Parmi la riche génération de ces érudits du baroque pour la plupart (à la fois multi-instrumentistes, chefs d'orchestres, musicologues et souvent producteurs, comme c'est le cas), Ton Koopman est synonyme de probité. Parce que comme les autres ils fut avant tout un fondateur de formations, parmi lesquels l'orchestre baroque d'Amsterdam, l'un des meilleurs au monde, et parce que comme les autres il n'hésita pas à prendre tous les risques, au moment où la vogue n'était pas encore suffisamment avancée pour être sûr de ne pas aller à la catastrophe, contre le goût tenace des approches désuètes du répertoire baroque au sens large. Il faut se rappeler que Ton Koopman ira jusqu'à hypothéquer sa propre maison pour mener à bien, sur dix ans, une intégrale des cantates de Bach qui demeure l'une des références fondamentales en la matière. Je parlerais de probité enfin, parce que ce musicien n'a jamais succombé à la tentation de la surenchère rythmique dans laquelle certains de ses collègues ont cru bon de verser, pour se démarquer le plus souvent. En ce sens, il m'est toujours apparu come faisant partie des meilleurs conciliateurs dans le monde du baroque, à l'image de certains autres parmi lesquels je citerais Trevor Pinnock et Christopher Hogwood. Avec ceux-là, on est sûr de ne jamais se tromper. Au contraire du baron, duc ou je ne sais trop quel fût son titre de noblesse, Nikolaus Harnoncourt, exemple même de la surenchère en question.

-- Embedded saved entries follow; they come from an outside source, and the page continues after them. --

Issue #1951, opened 2021-10-06
Filter front end by jurisdiction 


kathyccheng:
As a visitor
I only want to see listings for the jurisdiction site that I am on
So that I don't get confused 

**Acceptance Criteria**
* When I'm on the listings page, then I will only see listings with the jurisdiction that I'm on 

**Notes**
* Needs to be added to filter keys type
* Jurisdiction is on the request
* Jurisdiction is also an env variable
* Query param filter

kathyccheng:
@seanmalbert this looks good on San Jose, let's add to Alameda + SMC and then push live when we're ready

PR #2027, opened 2021-10-19
feat: adds jurisdiction filtering to listings

seanmalbert:
# Pull Request Template

## Issue

Addresses #1951 

## Description

This adds the ability to filter listings by jurisdiction by way of a query param. The public site has been updated to filter by jurisdiction and e2e tests were added. I updated the seeds to specific the jurisdiction they belong to with all but one getting assigned to Alameda. This also adds a jurisdiction index to listings.

## Type of change

- [ ] This change is a refactor/addresses technical debt

After you have booted this locally, you can go into partners, edit or create a listing, and assign it to a jurisdiction other than the one you have specified in your public .env file (probably Alameda). You shouldn't see this listing show on public. Now change it to the one you have specified, and you should see it show (assuming it's published).

## Checklist:

### DIFF
--- a/backend/core/test/listings/listings.e2e-spec.ts
+++ b/backend/core/test/listings/listings.e2e-spec.ts
@@ -124,7 +124,6 @@ describe("Listings", () => {
 
   it("should return listings with matching Alameda jurisdiction", async () => {
     const jurisdictions = await jurisdictionsRepository.find()
-    expect(jurisdictions.length).toBe(4)
     const alameda = jurisdictions.find((jurisdiction) => jurisdiction.name === "Alameda")
     const queryParams = {
       limit: "all",
--- a/sites/public/lib/hooks.ts
+++ b/sites/public/lib/hooks.ts
@@ -115,7 +115,7 @@ export async function fetchBaseListingData() {
   return listingData
 }
 
-let jurisdiction: Jurisdiction
+let jurisdiction: Jurisdiction | null = null
 
 export async function fetchJurisdictionByName() {
   try {
@@ -128,9 +128,9 @@ export async function fetchJurisdictionByName() {
       `${process.env.backendApiBase}/jurisdictions/byName/${jurisdictionName}`
     )
     jurisdiction = jurisdictionRes?.data
-
-    return jurisdiction
   } catch (error) {
     console.log("error = ", error)
   }
+
+  return jurisdiction
 }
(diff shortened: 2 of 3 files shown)


backend/core/src/seeds/listings/listing-default-sanjose-seed.ts
```diff
@@ -0,0 +1,111 @@
...
+          items: [
+            {
+              percentOfAmi: 80,
+              householdSize: 1,
+              income: 777777,
+            },
+          ],
+        },
+      ],
+      name: "Test: Default, Two Preferences",
```
emilyjablonski, line 101: We should change the name of the seed

emilyjablonski (approved):
LGTM apart from seed name change which I also think could stay the way it is but I think is just more clear if it's "San Jose..."

YazeedLoonat (approved):
looks good to me

backend/core/test/listings/listings.e2e-spec.ts
```diff
@@ -107,12 +115,70 @@ describe("Listings", () => {
...
+      view: "base",
     }
     const query = qs.stringify(queryParams)
     const res = await supertest(app.getHttpServer()).get(`/listings?${query}`).expect(200)
     expect(res.body.items.length).toBeGreaterThanOrEqual(2)
   })
 
+  it("should return listings with matching Alameda jurisdiction", async () => {
+    const jurisdictions = await jurisdictionsRepository.find()
+    expect(jurisdictions.length).toBe(4)
```
pbn4, line 127: I don't think this check brings anything to the test other than breaking a test suite when we add a new jurisidiction to the seeds.

pbn4: Same comment for other tests that check the length.

sites/public/lib/hooks.ts
```diff
@@ -109,3 +114,23 @@ export async function fetchBaseListingData() {
...
+let jurisdiction: Jurisdiction
+
+export async function fetchJurisdictionByName() {
+  try {
+    if (jurisdiction) {
+      return jurisdiction
+    }
+
+    const jurisdictionName = process.env.jurisdictionName
+    const jurisdictionRes = await axios.get(
```
pbn4, line 127: Why not use an autogenerated client service here?

pbn4 (changes requested):

sites/public/lib/hooks.ts
seanmalbert: Because it actually feels like more work to do that, since we have to set an axios instance to use it anyway. We have this handled in AuthContext, but that's used for React hooks, so we need to setup a different more reusable function to make it easier. I'll create task to do this. Since we have shared-helpers, that would be a good place to add it.

Issue #1869, opened 2021-09-22
Application Program Display


kathyccheng:
As an applicant 
I want to be able to see the housing programs offered by this application 
So that I can answer the questions that I need to 

**Acceptance Criteria:** 
* If program questions exist, they should show up in the application in the order specified at the end of the household member section, after the ADA question 
* If a program question exists, it should show up in the application summary screen
https://www.figma.com/file/oU5mI1afPd9zjt9vNxcLFa/bloom-short-form?node-id=709%3A5171

**Flow:** 
https://www.figma.com/file/ERmjqfhokoKQ1Lh8FDzT8Q/Application?node-id=0%3A1

### QA Notes
1. Go to https://dev-partners-bloom.netlify.app/
2. Edit an existing listing or create a new one and select programs. Make sure the listing has a digital application.
3. Go to https://dev-bloom.netlify.app/ and find the listing you were working with in the partner portal
4. Apply to the listing and in the `/applications/household/programs` section, you should see the programs you selected for the listing appear each on their own page
5. complete the application and in the review portion, you should see the answers you selected for each program
6. Go back to https://dev-partners-bloom.netlify.app/ and find the application you submitted
7. In the detail and when you edit the form, you should see the programs you selected in the public application

kathyccheng:
@slowbot can you update the application flow diagram to include where this set goes?

emilyjablonski:
@jaredcwhite 
` title: "Veteran",
  subtitle: "Should your application be chosen, be prepared to provide supporting documentation.",
  description: "Have you or anyone in your household served in the US military?"`

` title: "Transition Age Youth",
  subtitle: "Should your application be chosen, be prepared to provide supporting documentation.",
  description:
    "Are you or anyone in your household a transition age youth (TAY) aging out of foster care?",`

`title: "Developmental Disability",
  subtitle: "Should your application be chosen, be prepared to provide supporting documentation.",
  description:
    "Do you or anyone in your household have a developmental disability or mental illness?",`

`title: "Housing Situation",
  subtitle: "Should your application be chosen, be prepared to provide supporting documentation.",
  description:
    "Thinking about the past 30 days, do either of these describe your housing situation?",`

kathyccheng:
@jaredcwhite I think we'd like the page to look like this with the question as the title. this might be a little different than how the preference pages are set up 

https://www.figma.com/file/oU5mI1afPd9zjt9vNxcLFa/bloom-short-form?node-id=593%3A4245

[...]

PR #2070, opened 2021-10-26
feat: two new common app questions - Household Changes and Household Student

emilyjablonski:
# Pull Request Template

## Issue Overview

This PR addresses #1735 

- [x] This change addresses the issue in full
- [ ] This change addresses only certain aspects of the issue
- [ ] This change is a dependency for another issue
- [ ] This change has a dependency from another issue

## Description

Two new common app questions, detailed in the issue. There are two new screens after ADA in the Household section - household changes and household student.

Overall adding a question took a lot of setup and we are storing the step order in a lot of places - we should refactor this in the future.

## How Can This Be Tested/Reviewed?

Submit an application. In the household section ensure the new sections are in the changes-->student order and that you can navigate forward and backward. Ensure they are on the summary screen before submission. Then in partners open the application and ensure it looks good on the detail and edit pages. Then export as CSV and ensure the column appears.

## Checklist:

- [x] My code follows the style guidelines of this project
- [x] I have performed a self-review of my own code
- [x] I have reviewed the changes in a desktop view
- [x] I have reviewed the changes in a mobile view
- [ ] I have commented my code, particularly in hard-to-understand areas
- [ ] I have made corresponding changes to the documentation
- [x] My changes generate no new warnings
- [x] I have added tests that prove my fix is effective or that my feature works
- [x] New and existing unit tests pass locally with my changes
- [ ] Any dependent changes have been merged and published in downstream modules
- [x] I have assigned reviewers
- [x] I have run `yarn generate:client` and/or created a migration if I made backend changes that require them
- [ ] I have exported any new pieces added to ui-components
- [x] My commit message(s) is/are polished, and any breaking changes are indicated in the message and are well-described
- [x] Commits made across packages purposefully have the same commit message/version change, else are separated into different commits

## Reviewer Notes:

Steps to review a PR:

- Read and understand the issue
- Review the code itself from a style point of view
- Pull the changes down locally and test that the acceptance criteria is met
- Also review the acceptance criteria on the Netlify deploy preview (noting that these do not yet include any backend changes made in the PR)
- Either explicitly ask a clarifying question, request changes, or approve the PR if there are small remaining changes but the PR is otherwise good to go

## On Merge:

If you have one commit and message, squash. If you need each message to be applied, rebase and merge.

PR #2114, opened 2021-10-31
1869/application program display

jaredcwhite:
## Issue Overview

This PR addresses #1869

## Description

This adds application form steps to the public site which allow applicants to choose one or more programs with a yes/no answer, and shows the answers in the application summary page.

There are two available programs in the Coliseum listings, so you can try applying.

## Checklist:

## Reviewer Notes:

Steps to review a PR:

## On Merge:


jaredcwhite:
FYI, the failing Cypress tests were a problem on dev (same failing tests). The new tests I added for this PR are working.

jaredcwhite:
This PR touches some of the same areas in the code as https://github.com/bloom-housing/bloom/pull/2070 so depending on which merges in first, the other will likely need to merge conflicts resolved.

jaredcwhite:
@dominikx96 OK I updated the seeds based on updates in your PR, let me know if you have any questions.

ui-components/src/locales/general.json
```diff
@@ -378,6 +378,49 @@
...
+          "label": "Yes"
+        },
+        "doNotConsider": {
+          "label": "No"
+        }
+      },
+      "tay": {
+        "summary": "Transition Age Youth (TAY)",
+        "tay": {
+          "label": "Yes"
```
emilyjablonski, line 394: Ideally we don't have duplicate translation strings, is there a way to prevent that here?

jaredcwhite: Probably not for the "Yes" options since they could be keyed anything, but the No options are always keyed "doNotConsider" so I could DRY that up.

emilyjablonski: If for programs there are only ever two answers, couldn't on the frontend we always use the "yes" label for the first key?

jaredcwhite: I was hoping that would be the case, but the homeless one is an oddball, it's not Yes/No answers. 🤷‍♂️

emilyjablonski: Ahhh okay no worries

emilyjablonski:
Screen Shot 2021-11-15 at 11 46 51 AM
Screen Shot 2021-11-15 at 11 46 03 AM
Screen Shot 2021-11-15 at 11 45 10 AM

jaredcwhite:
@emilyjablonski Hey, so those screenshots look like an older version of the PR. (Shouldn't ever see "PROGRAM TITLE", checkboxes should be radio buttons, etc.) Can you double-check you've pulled down the latest commits?

emilyjablonski:
@jaredcwhite For sure that was a problem! Scratch the first two screenshots 😓  Still seeing the third issue which may or may not be unrelated?

jaredcwhite:
@emilyjablonski OK, good to hear about the latest fixes. On that third screenshot, it looks like the preferences page? Not the programs page? Though that preferences page should definitely be skipped there if there are no preferences in the data. I don't think I touched that though in this PR. Hmm…

emilyjablonski:
Cypress tests are passing now

sites/public/src/forms/applications/FormSummaryDetails.tsx
```diff
@@ -327,6 +327,19 @@ const FormSummaryDetails = ({
               </Fragment>
             ))}
           </ViewItem>
+          {application.programs
```
YazeedLoonat, line 330: I think it'd be better to switch this to using `.reduce` instead of `.filter` and then `.map`

YazeedLoonat (changes requested):
looks good, small code change request

dominikx96 (changes requested):
@jaredcwhite in the summary, one of the transitions seems broken

Screenshot 2021-11-17 at 17 56 56
:

shared-helpers/src/programHelpers.ts
```diff
@@ -0,0 +1,58 @@
...
+    if (value == "none") {
+      claimed = false
+      program?.formMetadata?.options.forEach((option) => {
+        options.push({
+          key: option.key,
+          checked: false,
+          extraData: [],
+        })
+      })
+    } else {
```
seanmalbert, line 24: under what circumstances does value === "none"?

shared-helpers/src/programHelpers.ts
```diff
@@ -0,0 +1,58 @@
+import { ApplicationProgram, Program } from "@bloom-housing/backend-core/types"
+
+export const PROGRAMS_FORM_PATH = "application.programs"
+
+// eslint-disable-next-line @typescript-eslint/no-explicit-any
+export const mapProgramsToApi = (programs: Program[], data: Record<string, any>) => {
```
seanmalbert, line 6: In testing this with the seeded data, it appears that this function in practice always takes data with one key like `{tay: 'preferNotToSay'}` and returns an array with one element like `[{key: 'tay', claimed: true, options: Array(3)}]`.  This may be operating off an old model of having multiple programs/preferences per page, so that would make sense. Given that there is only one coming in and out of this function in reality, we can probably simplify this and perhaps code further upstream and downstream as well.

seanmalbert (changes requested):

ui-components/src/locales/general.json
```diff
@@ -378,6 +378,49 @@
...
+      },
+      "disabilityOrMentalIllness": {
+        "summary": "People with Developmental Disabilities or Mental Illness",
+        "disabilityOrMentalIllness": {
+          "label": "Yes"
+        },
+        "doNotConsider": {
+          "label": "No"
+        }
+      },
```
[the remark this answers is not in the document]
jaredcwhite: Hmm, where is this happening? I have some code that always pulls from `t.prefersNotToSay` for that particular key on any program.

sites/public/pages/applications/household/programs.tsx
```diff
@@ -0,0 +1,203 @@
...
+      const programsDataKeys = programsData.map((program) => program.key)
+      const currentPrograms = application.programs.filter((program) => {
+        return !programsDataKeys.includes(program.key)
+      })
+      programsData = [...currentPrograms, ...programsData]
+      conductor.currentStep.save(programsData)
+    } else {
+      // Otherwise, submit all at once
+      conductor.currentStep.save(programsData)
+    }
```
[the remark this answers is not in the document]
jaredcwhite: I think the comment on line 67 doesn't really communicate what this is. We always have to divide the total number of programs into different "pages" here since it's simulating Next's page-based navigation but within a single file. Each program ordinal (1, 2, 3) will then place that program on each of the "pages".

shared-helpers/src/programHelpers.ts
jaredcwhite: Whoops, I think this was left here by mistake after my latest refactor. I'll clean it up.

shared-helpers/src/programHelpers.ts
jaredcwhite: Good point, I can simplify that.

ui-components/src/locales/general.json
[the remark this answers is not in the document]
jaredcwhite: Oh this must be the issue that Dominik found. Will fix.

seanmalbert (approved):
Thanks for the updates, @jaredcwhite. This is looking good to me.

sites/public/src/forms/applications/FormSummaryDetails.tsx
YazeedLoonat: the end result of the maps is an array of arrays containing jsx which is the accumulated value

Ultimately this is an efficiency change though, so I'm okay with leaving this in place for now and if we run into efficiency concerns later we can make this change then

YazeedLoonat (approved):
LGTM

Le concert du 25 avril 2024, Théâtre des Champs-Élysées
Orchestre de chambre de Paris, dirigé par Ton Koopman.
PROGRAMME :
Bach Ouverture de la Suite n° 4 BWV 1069
Concerto brandebourgeois n° 1 BWV 1046
C. P. E. Bach Symphonie n° 4 H666
Haendel Musique pour les feux d’artifice royaux HWV 351
Pour revenir à Ton Koopman, justement le concert du 25 avril dernier était l'occasion de se replonger à vif dans le volet musical de cette probité de musicien, celui d'un serviteur du sens de l'écriture musical, à même de faire saisir, au-delà des fausses évidences, les singularités d'un style et d'une époque elle-même infiniment diverse et pour cela même, dont les mediums d'expression méritent d'être exposés le plus clairement possible.

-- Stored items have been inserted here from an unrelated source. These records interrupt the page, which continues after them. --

Issue #2116, opened 2021-11-01
Public Cypress Tests - Application Flow


emilyjablonski:
- Does every step render, and does the application order follow what we expect (somewhat existing)
- *** Can I submit an application from start to finish on a few different listing types, and then does the application data match on both the ending summary page and within the My Applications tab of user accounts (we can't check this from partners in Cypress) - we currently do not submit an application start to finish following all the steps sequentially, are using untyped mock data, and do not check that the data successfully was saved, so this is the biggest addition
- Do errors appear at every step if I try to continue without editing (somewhat existing)
- Does autofill work
- If I am signed in, does it tie the application to my account

I'm hoping to remove dependencies on brittle selectors like classes and text, and add data test ids where we need them.

PR #2118, opened 2021-11-02
test: refactor and add public site application flow cypress tests

emilyjablonski:
# Pull Request Template

## Issue Overview

This PR addresses #2116

## Description

Split up the issue into this PR (a refactor) and another (additional coverage) since this one is large. This PR does include two new tests though that go through the application end to end and submit it with one filling out every field and one filling out minimal fields.

The refactors here:
* Consistently named all our test files and test names
* Removed duplicate tests
* Removed tests testing legacy behavior
* Removed all untyped json data/fixtures, in favor of typed objects
* Removed any selectors that were based on css ids, classnames, dom elements, or english strings, as these are brittle and also implementation details which can cause false negatives - added data-test-ids for these (this test-id work can also enable us to test in multiple languages in the future if we want to)
* In each individual application step test, I moved out the pieces where we were checking what data each step is saving, since in order to do that we were mocking the current application data using session storage, and that approach to testing is deeply tied to implementation details. Now each individual step just tests ui pieces within that form step only.
* Added two longer tests that fills out an entire application and submits it, with all the methods reusable

CircleCI runtime is the same as before (between 8-25 minutes, usually around 15, not sure why it is so variable)

Remaining application tests for my follow-up PR:
* In the submission tests, confirm all the information appears correctly on the summary page pre-submit, and use the edit links to go back to form steps and edit the data
* In the submission tests, confirm all the information was submitted correctly by logging in before submitting, and viewing the application in the account tab
* Autofill

The diff is suuuuper wonky because of how much code was either removed by de-duplicating or just moved to a different file. I'd suggest pulling it down and checking out the cypress directory. The majority of the submission logic is in `commands`.

## Checklist:

## Reviewer Notes:

Steps to review a PR:

## On Merge:


emilyjablonski:
TODO for myself: double-check that there are no new console errors created by spreading the test-ids onto Buttons

jaredcwhite:
I'm not sure about the idea of sprinkling test data attributes across all of our HTML. It's additional visual noise both in the source as well as output. For elements which aren't form fields and don't yet have a DOM ID, can't we just use `id`?

`<a class="button" id="app-choose-language-sign-in-button" href="...">Sign In</a>`

vs.

`<a class="button" data-test-id="app-choose-language-sign-in-button" href="...">Sign In</a>`

And for form fields, they already have a unique name that's a product of the data schema. I don't think they're likely to change…and if they do, it means the underlying data schema has changed as well so I would expect tests to require updating. For example:

```
<PhoneField
    label={t("application.contact.yourPhoneNumber")}
    caps={true}
    required={true}
    id="applicant.phoneNumber"
    name="applicant.phoneNumber"
    placeholder={clientLoaded && noPhone ? t("t.none") : null}
    error={!noPhone ? errors.applicant?.phoneNumber : false}
    errorMessage={t("errors.phoneNumberError")}
    controlClassName="control"
     control={control}
     defaultValue={application.applicant.phoneNumber}
     disabled={clientLoaded && noPhone}
     dataTestId={"app-primary-phone-number"}
   />
```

L'homme s'avance sur scène, de cette démarche mal assurée qu'on lui connaît depuis quelques années, démarche saccadée et large sourire. La direction de Ton Koopman est subtile, faite d'impulsions énergiques et d'injonctions à la retenue, au retrait presque où il a déjà sculpté à l'image de son approche, une formation qui n'est pas celle à laquelle il est habituée, mais qui adopte son idiome, celui d'une ligne claire et d'une division des sections de l'orchestre.

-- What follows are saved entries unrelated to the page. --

Issue #2085, opened 2021-10-27
Back end error handling 


kathyccheng:
For the first pass on this we want the following to happen:
1) Similar to how `EntityNotFoundExceptionFilter` is attached we would like to attach a 2nd generic error filter. This filter can function simply as a `console.error` for now on the error to simplify tracking down any errors on the backend. 
Please try to keep this similar to best practices/standard usage of nestjs

2) Look into and add into this nestjs best practice/standard error handling strategies

Nestjs documentation on exception filtering: https://docs.nestjs.com/exception-filters 

https://github.com/bloom-housing/bloom/pull/2090 is a rough-hewn example of a generic error filter that we can use to build up

Next steps:
1) contemplate removing the current error filter and either rolling into the new generic one or getting rid of it entirely 

2) remove try-catch clauses in the backend so that errors can bubble into the the top level error filter (this is more similar to standard practice of nestjs)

Il faudrait certainement une longue analyse pour dire combien dans le programme de ce concert, le « bénéfice » à tirer des lectures de Ton Koopman, est de permettre aux auditeurs d'entrer de plain-pied dans des langages qui ont leurs règles, et dont ces règles mêmes sont susceptibles de profiter d'univers très différenciés. Pour l'Ouverture de la Suite n° 4 BWV 1069 et le Concerto brandebourgeois n° 1 BWV 1046 de Bach, l'approche « étagée » de l'orchestre permettrait presque de toucher du doigt ce qu'est l'écriture fuguée, cette subdivision des voix d'abord simple puis qui se complexifie progressivement, jusqu'à atteindre cet entrelacement savant et vertigineux qu'ici on appréhende à la fois en termes sonore et visuel, avec sa gamme propre d'amplitude, de différenciations des timbres et de valeurs. L'orchestre de Bach, dans ses suites ou ses concertos brandebourgeois, c'est cela : mener le contrepoint en haut lieu d'un collectif des voix singulières, une écriture que l'on peut apprécier et comprendre à mesure qu'elle est épelée et articulée dans sa clarté et sa limpidité comme le fait ici Ton Koopman. Un ravissement autant qu'une leçon de musique.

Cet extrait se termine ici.